# [Activity]
What you return must be the complete listing, unchanged.

# [Input]
::::::

PR #6351, opened 2025-01-13
fix(dev): Q developer menu opening wrong auth state

hayemaxi:
It's opening the toolkit global state value instead.

---

### DIFF
--- a/packages/core/src/dev/activation.ts
+++ b/packages/core/src/dev/activation.ts
@@ -334,7 +334,7 @@ class ObjectEditor {
                 return this.openState(targetContext.secrets, key)
             case 'auth':
                 // Auth memento is determined in a different way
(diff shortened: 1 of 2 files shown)


nkomonen-amazon:
> It's opening the toolkit global state value instead.

Does this mean that the Q extension has access to the Toolkit's global state somehow?

In `getEnvironmentSpecificMemento()` I would have though that `globals.globalState` would have already been initialized and returned Amazon Q's global state

justinmk3:
> Does this mean that the Q extension has access to the Toolkit's global state somehow?

Problem is (I think) currently there are `Amazon Q (Dev): ...` commands and `AWS (Dev): ...` commands. But the "dev" stuff lives in AWS Toolkit.

PR #6353, opened 2025-01-13
build(os-compatibility): normalize file paths and enforce eol consistency

muaydin:
## Problem

- Tests were failing or behaving inconsistently on different operating systems due to improper file path normalization.
- End-of-line (EOL) conflicts were causing unnecessary formatting diffs in collaborative workflows.

## Solution

- Updated the testFile variable in the test runner to normalize paths by replacing backslashes (\) with forward slashes, ensuring cross-platform compatibility.
- Added the Prettier rule 'prettier/prettier': ['error', { endOfLine: 'auto' }] to align EOL behavior with the host environment, avoiding platform-specific conflicts.

---

### DIFF
--- a/packages/core/src/test/testRunner.ts
+++ b/packages/core/src/test/testRunner.ts
@@ -84,7 +84,8 @@ export async function runTests(
     })
 
     const dist = path.resolve(root, 'dist')
-    const testFile = process.env['TEST_FILE']?.replace('.ts', '.js')
+    const rawTestFile = process.env['TEST_FILE']
+    const testFile = rawTestFile?.replace(/\\/g, '/').replace('.ts', '.js')
     let testFilePath: string | undefined
     if (testFile?.includes('../core/')) {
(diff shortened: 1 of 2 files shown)


packages/core/src/test/testRunner.ts
```diff
@@ -84,7 +84,8 @@ export async function runTests(
     })
 
     const dist = path.resolve(root, 'dist')
-    const testFile = process.env['TEST_FILE']?.replace('.ts', '.js')
+    const rawTestFile = process.env['TEST_FILE']
+    const testFile = rawTestFile?.replace(/\\/g, '/').replace('.ts', '.js')
```
justinmk3, line 88: What is passing `\` paths here? We should not be doing that in any of our launch configs, build steps, etc. It's 100% unnecessary.

This change is probably still worth having, though.

justinmk3: Ok, it's probably vscode itself passing the `\` paths.

PR #6364, opened 2025-01-14
refactor(amazonq): Improve robustness of lsp installation process

jpinkney-aws:
## Problem
- resolvers should produce runable binaries with the correct permissions
- nodepaths should correctly target the correct os
- workspace context lsp should reference the correct location

## Solution
- resolvers now produce runable binaries
- nodepaths are now correct for the workspace context lsp on windows/mac/linux
- lsp location is now correct for the workspace context lsp

---


packages/core/src/shared/languageServer/types.ts
```diff
@@ -15,8 +15,16 @@ export interface LspResult {
     assetDirectory: string
 }
 
+export interface ExecutablePaths {
```
nkomonen-amazon, line 18: nit: Will these paths always be executables? Would something like `ResourcePaths` be more generalized for the long term?

jpinkney-aws: Yeah that's a way better name, I couldn't think of a good one 😆

packages/amazonq/src/lsp/client.ts
```diff
@@ -30,14 +31,16 @@ export function startLanguageServer(extensionContext: vscode.ExtensionContext, s
...
+
     // If the extension is launch in debug mode the debug server options are use
     // Otherwise the run options are used
     let serverOptions: ServerOptions = {
         run: { module: serverPath, transport: TransportKind.ipc },
         debug: { module: serverPath, transport: TransportKind.ipc, options: debugOptions },
     }
 
-    const child = cp.spawn('node', [serverPath, ...debugOptions.execArgv])
+    const child = cp.spawn(executablePaths.node, [serverPath, ...debugOptions.execArgv])
```
justinmk3, line 43: if we can find a way to use our ChildProcess module, then after https://github.com/aws/aws-toolkit-vscode/pull/6304 we get instrumentation for free :)

justinmk3 (approved):

packages/core/src/amazonq/lsp/workspaceInstaller.ts
```diff
@@ -22,7 +25,21 @@ export class WorkspaceLSPResolver implements LspResolver {
             new Range(supportedLspServerVersions)
         ).resolve()
 
+        const nodeName =
+            process.platform === 'win32' ? getNodeExecutableName() : `node-${process.platform}-${process.arch}`
```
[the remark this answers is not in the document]
jpinkney-aws: For some reason this idea only exists for the workspace installer. I think the actual standard (which the actual codewhisperer language server uses) is just node.exe/node

PR #6365, opened 2025-01-14
fix(amazonq): add message after accept/reject action

chungjac:
## Problem
- Should show a completed message after user completes accept/reject process (just like JB)
- This message does not currently show in VSC

## Solution
- Show completed message after user completes accept/reject process 

https://github.com/user-attachments/assets/e6e65268-b851-4298-afa6-a784e75dd0a3

---

### DIFF
--- a/packages/core/src/amazonqTest/chat/controller/controller.ts
+++ b/packages/core/src/amazonqTest/chat/controller/controller.ts
@@ -717,6 +717,9 @@ export class TestController {
         await vscode.window.showTextDocument(document)
         // TODO: send the message once again once build is enabled
         // this.messenger.sendMessage('Accepted', message.tabID, 'prompt')
+
+        this.messenger.sendMessage('Unit test generation completed', message.tabID, 'answer')
+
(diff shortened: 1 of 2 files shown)


jpinkney-aws (approved):

packages/core/src/amazonqTest/chat/controller/controller.ts
```diff
@@ -840,6 +843,8 @@ export class TestController {
     private async endSession(data: any, step: FollowUpTypes) {
         const session = this.sessionStorage.getSession()
         if (step === FollowUpTypes.RejectCode) {
+            this.messenger.sendMessage('Unit test generation completed.', data.tabID, 'answer')
```
ctlai95, line 846: Can't we move this outside of the if statement so that we always send this message on session end?
Then you can also remove the message from acceptCode function

chungjac: Fixed

ashishrp-aws (approved):

PR #6366, opened 2025-01-14
fix(amazonq): max 20k char for inline supplementalContext

leigaol:
## Problem
In some rare cases, the total supplementalContext length exceeds 20k character. With recent service side changes, we need to make sure the total supplementalContext length do not exceed 20k in any situation.

## Solution
Make sure the total supplementalContext length do not exceed 20k in any situation. Drop when necessary.

This is not customer facing so no change log is attached.

---

### DIFF
--- a/packages/core/src/test/codewhisperer/testUtil.ts
+++ b/packages/core/src/test/codewhisperer/testUtil.ts
@@ -329,3 +329,12 @@ export function aStringWithLineCount(lineCount: number, start: number = 0): stri
 
     return s.trimEnd()
 }
+
+export function aLongStringWithLineCount(lineCount: number, start: number = 0): string {
+    let s = ''
+    for (let i = start; i < start + lineCount; i++) {
+        s += `a`.repeat(100) + `line${i}\n`
+    }
+
+    return s.trimEnd()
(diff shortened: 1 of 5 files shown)


jpinkney-aws (approved):

Will-ShaoHua (approved):

packages/core/src/test/codewhisperer/testUtil.ts
```diff
@@ -329,3 +329,12 @@ export function aStringWithLineCount(lineCount: number, start: number = 0): stri
...
 }
+
+export function aLongStringWithLineCount(lineCount: number, start: number = 0): string {
+    let s = ''
+    for (let i = start; i < start + lineCount; i++) {
+        s += `a`.repeat(100) + `line${i}\n`
+    }
+
+    return s.trimEnd()
+}
```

::::::

# [Result below]
PR #6351, opened 2025-01-13
fix(dev): Q developer menu opening wrong auth state

hayemaxi:
It's opening the toolkit global state value instead.

---

### DIFF
--- a/packages/core/src/dev/activation.ts
+++ b/packages/core/src/dev/activation.ts
@@ -334,7 +334,7 @@ class ObjectEditor {
                 return this.openState(targetContext.secrets, key)
             case 'auth':
                 // Auth memento is determined in a different way
(diff shortened: 1 of 2 files shown)


nkomonen-amazon:
> It's opening the toolkit global state value instead.

Does this mean that the Q extension has access to the Toolkit's global state somehow?

In `getEnvironmentSpecificMemento()` I would have though that `globals.globalState` would have already been initialized and returned Amazon Q's global state

justinmk3:
> Does this mean that the Q extension has access to the Toolkit's global state somehow?

Problem is (I think) currently there are `Amazon Q (Dev): ...` commands and `AWS (Dev): ...` commands. But the "dev" stuff lives in AWS Toolkit.

PR #6353, opened 2025-01-13
build(os-compatibility): normalize file paths and enforce eol consistency

muaydin:
## Problem

- Tests were failing or behaving inconsistently on different operating systems due to improper file path normalization.
- End-of-line (EOL) conflicts were causing unnecessary formatting diffs in collaborative workflows.

## Solution

- Updated the testFile variable in the test runner to normalize paths by replacing backslashes (\) with forward slashes, ensuring cross-platform compatibility.
- Added the Prettier rule 'prettier/prettier': ['error', { endOfLine: 'auto' }] to align EOL behavior with the host environment, avoiding platform-specific conflicts.

---

### DIFF
--- a/packages/core/src/test/testRunner.ts
+++ b/packages/core/src/test/testRunner.ts
@@ -84,7 +84,8 @@ export async function runTests(
     })
 
     const dist = path.resolve(root, 'dist')
-    const testFile = process.env['TEST_FILE']?.replace('.ts', '.js')
+    const rawTestFile = process.env['TEST_FILE']
+    const testFile = rawTestFile?.replace(/\\/g, '/').replace('.ts', '.js')
     let testFilePath: string | undefined
     if (testFile?.includes('../core/')) {
(diff shortened: 1 of 2 files shown)


packages/core/src/test/testRunner.ts
```diff
@@ -84,7 +84,8 @@ export async function runTests(
     })
 
     const dist = path.resolve(root, 'dist')
-    const testFile = process.env['TEST_FILE']?.replace('.ts', '.js')
+    const rawTestFile = process.env['TEST_FILE']
+    const testFile = rawTestFile?.replace(/\\/g, '/').replace('.ts', '.js')
```
justinmk3, line 88: What is passing `\` paths here? We should not be doing that in any of our launch configs, build steps, etc. It's 100% unnecessary.

This change is probably still worth having, though.

justinmk3: Ok, it's probably vscode itself passing the `\` paths.

PR #6364, opened 2025-01-14
refactor(amazonq): Improve robustness of lsp installation process

jpinkney-aws:
## Problem
- resolvers should produce runable binaries with the correct permissions
- nodepaths should correctly target the correct os
- workspace context lsp should reference the correct location

## Solution
- resolvers now produce runable binaries
- nodepaths are now correct for the workspace context lsp on windows/mac/linux
- lsp location is now correct for the workspace context lsp

---


packages/core/src/shared/languageServer/types.ts
```diff
@@ -15,8 +15,16 @@ export interface LspResult {
     assetDirectory: string
 }
 
+export interface ExecutablePaths {
```
nkomonen-amazon, line 18: nit: Will these paths always be executables? Would something like `ResourcePaths` be more generalized for the long term?

jpinkney-aws: Yeah that's a way better name, I couldn't think of a good one 😆

packages/amazonq/src/lsp/client.ts
```diff
@@ -30,14 +31,16 @@ export function startLanguageServer(extensionContext: vscode.ExtensionContext, s
...
+
     // If the extension is launch in debug mode the debug server options are use
     // Otherwise the run options are used
     let serverOptions: ServerOptions = {
         run: { module: serverPath, transport: TransportKind.ipc },
         debug: { module: serverPath, transport: TransportKind.ipc, options: debugOptions },
     }
 
-    const child = cp.spawn('node', [serverPath, ...debugOptions.execArgv])
+    const child = cp.spawn(executablePaths.node, [serverPath, ...debugOptions.execArgv])
```
justinmk3, line 43: if we can find a way to use our ChildProcess module, then after https://github.com/aws/aws-toolkit-vscode/pull/6304 we get instrumentation for free :)

justinmk3 (approved):

packages/core/src/amazonq/lsp/workspaceInstaller.ts
```diff
@@ -22,7 +25,21 @@ export class WorkspaceLSPResolver implements LspResolver {
             new Range(supportedLspServerVersions)
         ).resolve()
 
+        const nodeName =
+            process.platform === 'win32' ? getNodeExecutableName() : `node-${process.platform}-${process.arch}`
```
[the remark this answers is not in the document]
jpinkney-aws: For some reason this idea only exists for the workspace installer. I think the actual standard (which the actual codewhisperer language server uses) is just node.exe/node

PR #6365, opened 2025-01-14
fix(amazonq): add message after accept/reject action

chungjac:
## Problem
- Should show a completed message after user completes accept/reject process (just like JB)
- This message does not currently show in VSC

## Solution
- Show completed message after user completes accept/reject process 

https://github.com/user-attachments/assets/e6e65268-b851-4298-afa6-a784e75dd0a3

---

### DIFF
--- a/packages/core/src/amazonqTest/chat/controller/controller.ts
+++ b/packages/core/src/amazonqTest/chat/controller/controller.ts
@@ -717,6 +717,9 @@ export class TestController {
         await vscode.window.showTextDocument(document)
         // TODO: send the message once again once build is enabled
         // this.messenger.sendMessage('Accepted', message.tabID, 'prompt')
+
+        this.messenger.sendMessage('Unit test generation completed', message.tabID, 'answer')
+
(diff shortened: 1 of 2 files shown)


jpinkney-aws (approved):

packages/core/src/amazonqTest/chat/controller/controller.ts
```diff
@@ -840,6 +843,8 @@ export class TestController {
     private async endSession(data: any, step: FollowUpTypes) {
         const session = this.sessionStorage.getSession()
         if (step === FollowUpTypes.RejectCode) {
+            this.messenger.sendMessage('Unit test generation completed.', data.tabID, 'answer')
```
ctlai95, line 846: Can't we move this outside of the if statement so that we always send this message on session end?
Then you can also remove the message from acceptCode function

chungjac: Fixed

ashishrp-aws (approved):

PR #6366, opened 2025-01-14
fix(amazonq): max 20k char for inline supplementalContext

leigaol:
## Problem
In some rare cases, the total supplementalContext length exceeds 20k character. With recent service side changes, we need to make sure the total supplementalContext length do not exceed 20k in any situation.

## Solution
Make sure the total supplementalContext length do not exceed 20k in any situation. Drop when necessary.

This is not customer facing so no change log is attached.

---

### DIFF
--- a/packages/core/src/test/codewhisperer/testUtil.ts
+++ b/packages/core/src/test/codewhisperer/testUtil.ts
@@ -329,3 +329,12 @@ export function aStringWithLineCount(lineCount: number, start: number = 0): stri
 
     return s.trimEnd()
 }
+
+export function aLongStringWithLineCount(lineCount: number, start: number = 0): string {
+    let s = ''
+    for (let i = start; i < start + lineCount; i++) {
+        s += `a`.repeat(100) + `line${i}\n`
+    }
+
+    return s.trimEnd()
(diff shortened: 1 of 5 files shown)


jpinkney-aws (approved):

Will-ShaoHua (approved):

packages/core/src/test/codewhisperer/testUtil.ts
```diff
@@ -329,3 +329,12 @@ export function aStringWithLineCount(lineCount: number, start: number = 0): stri
...
 }
+
+export function aLongStringWithLineCount(lineCount: number, start: number = 0): string {
+    let s = ''
+    for (let i = start; i < start + lineCount; i++) {
+        s += `a`.repeat(100) + `line${i}\n`
+    }
+
+    return s.trimEnd()
+}
```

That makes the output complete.